** Task material follows **

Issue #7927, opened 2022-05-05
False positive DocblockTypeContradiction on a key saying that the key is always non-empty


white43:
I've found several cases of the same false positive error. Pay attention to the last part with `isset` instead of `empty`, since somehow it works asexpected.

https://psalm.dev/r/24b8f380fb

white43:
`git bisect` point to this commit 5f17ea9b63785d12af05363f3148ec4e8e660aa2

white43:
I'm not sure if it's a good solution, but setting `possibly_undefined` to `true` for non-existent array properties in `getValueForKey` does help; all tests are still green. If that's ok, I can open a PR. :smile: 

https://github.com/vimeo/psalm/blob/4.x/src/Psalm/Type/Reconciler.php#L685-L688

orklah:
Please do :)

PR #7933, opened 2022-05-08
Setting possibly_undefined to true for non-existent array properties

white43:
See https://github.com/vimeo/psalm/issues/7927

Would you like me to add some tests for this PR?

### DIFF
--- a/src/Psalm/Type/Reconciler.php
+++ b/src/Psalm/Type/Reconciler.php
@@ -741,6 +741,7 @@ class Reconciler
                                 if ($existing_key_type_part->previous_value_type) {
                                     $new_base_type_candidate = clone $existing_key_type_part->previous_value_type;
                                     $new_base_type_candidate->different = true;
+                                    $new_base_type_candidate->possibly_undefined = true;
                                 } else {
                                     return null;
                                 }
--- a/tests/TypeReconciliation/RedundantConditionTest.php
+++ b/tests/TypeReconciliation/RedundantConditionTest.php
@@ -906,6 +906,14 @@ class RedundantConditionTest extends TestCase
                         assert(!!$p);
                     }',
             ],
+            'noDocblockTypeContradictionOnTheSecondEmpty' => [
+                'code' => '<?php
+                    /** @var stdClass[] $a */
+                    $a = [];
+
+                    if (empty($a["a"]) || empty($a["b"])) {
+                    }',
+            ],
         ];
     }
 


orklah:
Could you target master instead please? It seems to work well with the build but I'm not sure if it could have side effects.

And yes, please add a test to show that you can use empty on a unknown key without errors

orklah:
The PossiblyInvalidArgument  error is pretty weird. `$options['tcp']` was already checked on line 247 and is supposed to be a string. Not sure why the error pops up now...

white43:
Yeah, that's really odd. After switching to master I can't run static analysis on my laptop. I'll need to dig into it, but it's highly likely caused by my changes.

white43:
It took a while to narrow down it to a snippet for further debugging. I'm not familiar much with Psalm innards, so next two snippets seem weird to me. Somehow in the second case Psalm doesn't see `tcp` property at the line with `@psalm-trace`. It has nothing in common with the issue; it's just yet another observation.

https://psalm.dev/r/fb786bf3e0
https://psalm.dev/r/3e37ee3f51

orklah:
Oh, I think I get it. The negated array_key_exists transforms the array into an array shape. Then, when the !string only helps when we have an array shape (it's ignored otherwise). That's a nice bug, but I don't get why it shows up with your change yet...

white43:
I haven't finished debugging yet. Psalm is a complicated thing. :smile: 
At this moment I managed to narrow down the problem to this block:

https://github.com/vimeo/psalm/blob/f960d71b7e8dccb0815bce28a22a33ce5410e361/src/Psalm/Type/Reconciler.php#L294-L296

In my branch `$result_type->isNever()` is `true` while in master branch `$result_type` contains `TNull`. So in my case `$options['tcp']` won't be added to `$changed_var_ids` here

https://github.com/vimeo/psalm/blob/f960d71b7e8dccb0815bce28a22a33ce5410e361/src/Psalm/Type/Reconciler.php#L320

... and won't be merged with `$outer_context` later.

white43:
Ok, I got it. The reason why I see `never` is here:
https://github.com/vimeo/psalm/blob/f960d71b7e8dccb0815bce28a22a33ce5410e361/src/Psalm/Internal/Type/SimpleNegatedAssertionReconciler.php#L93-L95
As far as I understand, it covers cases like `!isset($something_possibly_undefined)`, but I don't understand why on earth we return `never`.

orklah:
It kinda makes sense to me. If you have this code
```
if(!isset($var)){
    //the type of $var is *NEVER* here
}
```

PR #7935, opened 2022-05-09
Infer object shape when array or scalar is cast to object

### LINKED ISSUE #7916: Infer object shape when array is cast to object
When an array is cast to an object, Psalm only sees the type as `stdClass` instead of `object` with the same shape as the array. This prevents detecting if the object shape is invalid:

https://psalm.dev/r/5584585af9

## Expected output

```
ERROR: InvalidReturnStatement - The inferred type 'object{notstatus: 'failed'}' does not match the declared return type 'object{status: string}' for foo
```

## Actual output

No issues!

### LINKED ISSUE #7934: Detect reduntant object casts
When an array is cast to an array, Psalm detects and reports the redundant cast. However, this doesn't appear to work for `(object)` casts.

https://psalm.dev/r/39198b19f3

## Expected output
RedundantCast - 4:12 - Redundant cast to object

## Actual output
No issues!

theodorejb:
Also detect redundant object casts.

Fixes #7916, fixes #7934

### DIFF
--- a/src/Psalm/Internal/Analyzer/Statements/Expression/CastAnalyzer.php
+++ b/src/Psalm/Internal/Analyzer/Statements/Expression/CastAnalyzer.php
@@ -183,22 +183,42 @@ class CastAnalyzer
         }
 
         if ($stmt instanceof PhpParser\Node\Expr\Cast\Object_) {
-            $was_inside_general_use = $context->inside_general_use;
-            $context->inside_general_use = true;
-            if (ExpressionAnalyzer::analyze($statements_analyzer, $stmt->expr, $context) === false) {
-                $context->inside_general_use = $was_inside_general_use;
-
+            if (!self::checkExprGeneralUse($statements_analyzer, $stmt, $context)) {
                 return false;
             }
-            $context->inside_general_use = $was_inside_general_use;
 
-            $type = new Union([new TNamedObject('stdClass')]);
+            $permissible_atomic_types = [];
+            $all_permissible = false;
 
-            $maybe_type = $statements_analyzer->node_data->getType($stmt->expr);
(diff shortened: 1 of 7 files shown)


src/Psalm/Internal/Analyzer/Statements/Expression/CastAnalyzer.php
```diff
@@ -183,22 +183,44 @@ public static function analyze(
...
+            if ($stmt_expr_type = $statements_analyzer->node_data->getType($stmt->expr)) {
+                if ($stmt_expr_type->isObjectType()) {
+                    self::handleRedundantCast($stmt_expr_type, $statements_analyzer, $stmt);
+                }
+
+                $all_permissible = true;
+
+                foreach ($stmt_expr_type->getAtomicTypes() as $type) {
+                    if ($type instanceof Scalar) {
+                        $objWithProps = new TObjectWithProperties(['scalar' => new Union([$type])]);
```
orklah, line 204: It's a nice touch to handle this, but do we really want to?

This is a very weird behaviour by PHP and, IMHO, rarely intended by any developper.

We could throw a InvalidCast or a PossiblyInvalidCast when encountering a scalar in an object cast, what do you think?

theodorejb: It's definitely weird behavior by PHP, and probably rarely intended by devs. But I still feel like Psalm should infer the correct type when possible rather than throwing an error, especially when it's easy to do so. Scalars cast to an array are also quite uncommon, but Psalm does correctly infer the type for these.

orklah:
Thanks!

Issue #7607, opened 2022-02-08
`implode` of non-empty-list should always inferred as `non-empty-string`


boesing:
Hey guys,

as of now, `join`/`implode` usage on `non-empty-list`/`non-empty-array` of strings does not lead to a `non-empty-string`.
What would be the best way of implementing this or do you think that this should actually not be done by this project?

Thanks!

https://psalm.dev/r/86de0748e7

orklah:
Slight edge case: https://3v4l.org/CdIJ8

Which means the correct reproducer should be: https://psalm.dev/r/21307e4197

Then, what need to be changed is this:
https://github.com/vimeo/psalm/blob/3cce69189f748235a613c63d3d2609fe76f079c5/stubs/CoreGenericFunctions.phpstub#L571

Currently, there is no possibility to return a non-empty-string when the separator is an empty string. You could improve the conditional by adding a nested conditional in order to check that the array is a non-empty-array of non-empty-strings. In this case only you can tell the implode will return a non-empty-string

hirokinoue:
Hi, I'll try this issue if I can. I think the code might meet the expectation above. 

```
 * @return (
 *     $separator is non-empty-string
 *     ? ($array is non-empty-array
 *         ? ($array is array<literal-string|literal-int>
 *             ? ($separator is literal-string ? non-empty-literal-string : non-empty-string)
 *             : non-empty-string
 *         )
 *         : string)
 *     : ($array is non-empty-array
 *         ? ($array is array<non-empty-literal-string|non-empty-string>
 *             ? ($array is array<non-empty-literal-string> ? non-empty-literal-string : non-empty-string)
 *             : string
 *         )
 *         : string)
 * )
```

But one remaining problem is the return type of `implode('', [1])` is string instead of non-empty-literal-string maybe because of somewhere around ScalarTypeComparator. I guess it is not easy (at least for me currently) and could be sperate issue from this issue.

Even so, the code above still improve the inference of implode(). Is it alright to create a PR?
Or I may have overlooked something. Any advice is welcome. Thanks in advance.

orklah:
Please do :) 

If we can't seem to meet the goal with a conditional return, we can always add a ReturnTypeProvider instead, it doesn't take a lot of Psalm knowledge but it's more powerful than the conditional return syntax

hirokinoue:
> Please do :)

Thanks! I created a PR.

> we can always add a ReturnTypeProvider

** End of Task material **
** Task material follows **

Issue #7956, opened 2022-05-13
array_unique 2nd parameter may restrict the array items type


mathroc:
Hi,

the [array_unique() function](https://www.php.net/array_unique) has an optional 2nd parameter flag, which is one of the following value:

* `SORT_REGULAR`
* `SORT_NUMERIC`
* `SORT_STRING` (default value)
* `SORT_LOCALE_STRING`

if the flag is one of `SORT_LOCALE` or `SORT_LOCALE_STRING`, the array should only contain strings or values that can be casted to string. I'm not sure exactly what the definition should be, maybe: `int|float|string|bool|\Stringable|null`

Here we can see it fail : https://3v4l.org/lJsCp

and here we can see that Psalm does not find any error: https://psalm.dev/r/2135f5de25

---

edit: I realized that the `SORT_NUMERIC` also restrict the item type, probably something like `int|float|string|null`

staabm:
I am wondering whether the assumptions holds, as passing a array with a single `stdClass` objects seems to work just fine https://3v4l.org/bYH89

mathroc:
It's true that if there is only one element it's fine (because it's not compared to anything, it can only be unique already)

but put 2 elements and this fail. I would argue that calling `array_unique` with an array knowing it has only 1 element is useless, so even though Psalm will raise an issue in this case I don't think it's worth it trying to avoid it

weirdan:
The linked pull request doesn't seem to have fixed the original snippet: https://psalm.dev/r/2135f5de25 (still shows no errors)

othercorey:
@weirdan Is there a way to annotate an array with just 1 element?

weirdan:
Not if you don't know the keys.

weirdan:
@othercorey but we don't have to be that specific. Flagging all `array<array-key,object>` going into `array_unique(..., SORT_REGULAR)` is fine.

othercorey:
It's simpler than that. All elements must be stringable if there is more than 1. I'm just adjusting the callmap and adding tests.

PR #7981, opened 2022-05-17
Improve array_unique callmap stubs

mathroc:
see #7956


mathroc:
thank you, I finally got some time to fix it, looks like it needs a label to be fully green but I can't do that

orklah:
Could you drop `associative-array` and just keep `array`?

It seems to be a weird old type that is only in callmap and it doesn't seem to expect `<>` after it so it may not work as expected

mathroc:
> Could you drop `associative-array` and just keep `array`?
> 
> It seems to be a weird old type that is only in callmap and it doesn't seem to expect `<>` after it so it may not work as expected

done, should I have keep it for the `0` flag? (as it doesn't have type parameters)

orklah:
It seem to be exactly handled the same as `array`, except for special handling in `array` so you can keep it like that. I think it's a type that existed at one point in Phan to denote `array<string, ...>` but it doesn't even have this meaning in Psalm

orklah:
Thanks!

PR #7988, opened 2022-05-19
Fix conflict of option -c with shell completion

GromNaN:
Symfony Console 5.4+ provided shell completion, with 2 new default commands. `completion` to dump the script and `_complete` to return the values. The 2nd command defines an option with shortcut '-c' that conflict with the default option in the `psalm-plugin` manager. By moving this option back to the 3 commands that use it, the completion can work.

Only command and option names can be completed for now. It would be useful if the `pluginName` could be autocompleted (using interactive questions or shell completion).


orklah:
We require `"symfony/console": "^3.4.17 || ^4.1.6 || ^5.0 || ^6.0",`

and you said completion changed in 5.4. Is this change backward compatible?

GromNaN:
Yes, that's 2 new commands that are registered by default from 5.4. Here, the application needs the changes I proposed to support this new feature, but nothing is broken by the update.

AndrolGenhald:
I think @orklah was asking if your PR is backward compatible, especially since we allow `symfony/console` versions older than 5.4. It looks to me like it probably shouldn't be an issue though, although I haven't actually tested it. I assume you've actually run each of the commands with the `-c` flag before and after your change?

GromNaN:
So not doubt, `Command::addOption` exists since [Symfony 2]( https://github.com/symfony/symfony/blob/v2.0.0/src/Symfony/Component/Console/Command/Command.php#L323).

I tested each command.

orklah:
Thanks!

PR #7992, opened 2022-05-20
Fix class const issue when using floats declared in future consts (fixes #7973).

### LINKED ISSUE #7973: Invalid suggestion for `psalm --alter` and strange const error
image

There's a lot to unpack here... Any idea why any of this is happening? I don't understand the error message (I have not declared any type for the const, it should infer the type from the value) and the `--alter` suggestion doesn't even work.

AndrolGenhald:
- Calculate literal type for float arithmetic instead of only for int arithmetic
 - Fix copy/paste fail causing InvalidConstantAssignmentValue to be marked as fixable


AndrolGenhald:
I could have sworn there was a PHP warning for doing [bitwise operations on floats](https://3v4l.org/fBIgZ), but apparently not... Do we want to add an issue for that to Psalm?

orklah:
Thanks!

** End of Task material **
** Task material follows **

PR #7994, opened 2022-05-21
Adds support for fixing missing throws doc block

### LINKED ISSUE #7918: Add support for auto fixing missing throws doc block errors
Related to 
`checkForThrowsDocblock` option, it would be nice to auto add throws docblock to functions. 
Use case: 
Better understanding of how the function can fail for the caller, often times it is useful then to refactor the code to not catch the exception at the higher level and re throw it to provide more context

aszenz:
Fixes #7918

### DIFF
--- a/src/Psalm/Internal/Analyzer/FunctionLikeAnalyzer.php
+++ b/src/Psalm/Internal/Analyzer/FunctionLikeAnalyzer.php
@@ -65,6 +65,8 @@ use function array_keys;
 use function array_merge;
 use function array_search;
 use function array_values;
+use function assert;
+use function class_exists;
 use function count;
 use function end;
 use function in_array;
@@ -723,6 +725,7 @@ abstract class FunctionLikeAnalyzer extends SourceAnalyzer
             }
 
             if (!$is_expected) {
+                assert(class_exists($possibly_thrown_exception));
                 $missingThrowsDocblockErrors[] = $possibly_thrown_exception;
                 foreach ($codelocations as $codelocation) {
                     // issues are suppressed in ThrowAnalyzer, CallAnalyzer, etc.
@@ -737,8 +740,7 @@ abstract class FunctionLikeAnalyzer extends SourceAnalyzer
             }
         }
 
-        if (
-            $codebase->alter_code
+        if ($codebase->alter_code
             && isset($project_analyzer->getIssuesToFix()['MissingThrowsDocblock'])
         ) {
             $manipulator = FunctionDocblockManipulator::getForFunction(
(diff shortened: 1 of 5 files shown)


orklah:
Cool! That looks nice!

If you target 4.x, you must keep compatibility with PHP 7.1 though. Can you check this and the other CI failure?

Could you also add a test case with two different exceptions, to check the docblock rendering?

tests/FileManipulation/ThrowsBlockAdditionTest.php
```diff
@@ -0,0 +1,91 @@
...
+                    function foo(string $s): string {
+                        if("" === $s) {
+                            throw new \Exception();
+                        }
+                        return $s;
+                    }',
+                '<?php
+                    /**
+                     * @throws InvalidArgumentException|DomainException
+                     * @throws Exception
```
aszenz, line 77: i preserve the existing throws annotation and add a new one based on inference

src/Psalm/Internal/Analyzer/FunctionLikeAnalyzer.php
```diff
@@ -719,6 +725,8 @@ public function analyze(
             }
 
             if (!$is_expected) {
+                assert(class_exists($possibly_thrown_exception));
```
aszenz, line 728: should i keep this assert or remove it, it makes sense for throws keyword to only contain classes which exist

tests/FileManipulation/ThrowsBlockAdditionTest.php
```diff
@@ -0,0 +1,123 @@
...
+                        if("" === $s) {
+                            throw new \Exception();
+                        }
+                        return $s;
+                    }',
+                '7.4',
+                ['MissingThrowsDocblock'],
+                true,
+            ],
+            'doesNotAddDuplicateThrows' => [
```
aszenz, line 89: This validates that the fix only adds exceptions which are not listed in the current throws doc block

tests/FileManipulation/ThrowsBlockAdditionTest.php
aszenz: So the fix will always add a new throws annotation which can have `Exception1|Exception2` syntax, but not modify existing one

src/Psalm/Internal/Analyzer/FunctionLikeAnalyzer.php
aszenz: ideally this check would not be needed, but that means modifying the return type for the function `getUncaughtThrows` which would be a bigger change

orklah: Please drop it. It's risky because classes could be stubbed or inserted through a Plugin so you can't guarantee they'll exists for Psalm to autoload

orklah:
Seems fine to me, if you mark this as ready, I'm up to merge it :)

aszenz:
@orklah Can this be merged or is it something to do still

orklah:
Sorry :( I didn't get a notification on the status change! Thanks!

** End of Task material **

**The problem**
From the line that has "Issue #7927, opened 2022-05-05" through the line that has "return null;", copy every line exactly as it appears above, and leave out all others.

**Written answer**
Issue #7927, opened 2022-05-05
False positive DocblockTypeContradiction on a key saying that the key is always non-empty


white43:
I've found several cases of the same false positive error. Pay attention to the last part with `isset` instead of `empty`, since somehow it works asexpected.

https://psalm.dev/r/24b8f380fb

white43:
`git bisect` point to this commit 5f17ea9b63785d12af05363f3148ec4e8e660aa2

white43:
I'm not sure if it's a good solution, but setting `possibly_undefined` to `true` for non-existent array properties in `getValueForKey` does help; all tests are still green. If that's ok, I can open a PR. :smile: 

https://github.com/vimeo/psalm/blob/4.x/src/Psalm/Type/Reconciler.php#L685-L688

orklah:
Please do :)

PR #7933, opened 2022-05-08
Setting possibly_undefined to true for non-existent array properties

white43:
See https://github.com/vimeo/psalm/issues/7927

Would you like me to add some tests for this PR?

### DIFF
--- a/src/Psalm/Type/Reconciler.php
+++ b/src/Psalm/Type/Reconciler.php
@@ -741,6 +741,7 @@ class Reconciler
                                 if ($existing_key_type_part->previous_value_type) {
                                     $new_base_type_candidate = clone $existing_key_type_part->previous_value_type;
                                     $new_base_type_candidate->different = true;
+                                    $new_base_type_candidate->possibly_undefined = true;
                                 } else {
                                     return null;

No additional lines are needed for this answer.